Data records

▼▼▼

PR #14010, opened 2023-11-29
feat: mask api_key for konko

chyroc:
for https://github.com/langchain-ai/langchain/issues/12165

### DIFF
--- a/libs/community/langchain_community/chat_models/konko.py
+++ b/libs/community/langchain_community/chat_models/konko.py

▲▲▲

ASSIGNMENT
Where the records above contain a line with "for https://github.com/langchain-ai/langchain/issues/12165", repeat that line and each later line through the end, exactly, and nothing more.

ANSWER FOR THIS EXERCISE
for https://github.com/langchain-ai/langchain/issues/12165

### DIFF
--- a/libs/community/langchain_community/chat_models/konko.py
+++ b/libs/community/langchain_community/chat_models/konko.py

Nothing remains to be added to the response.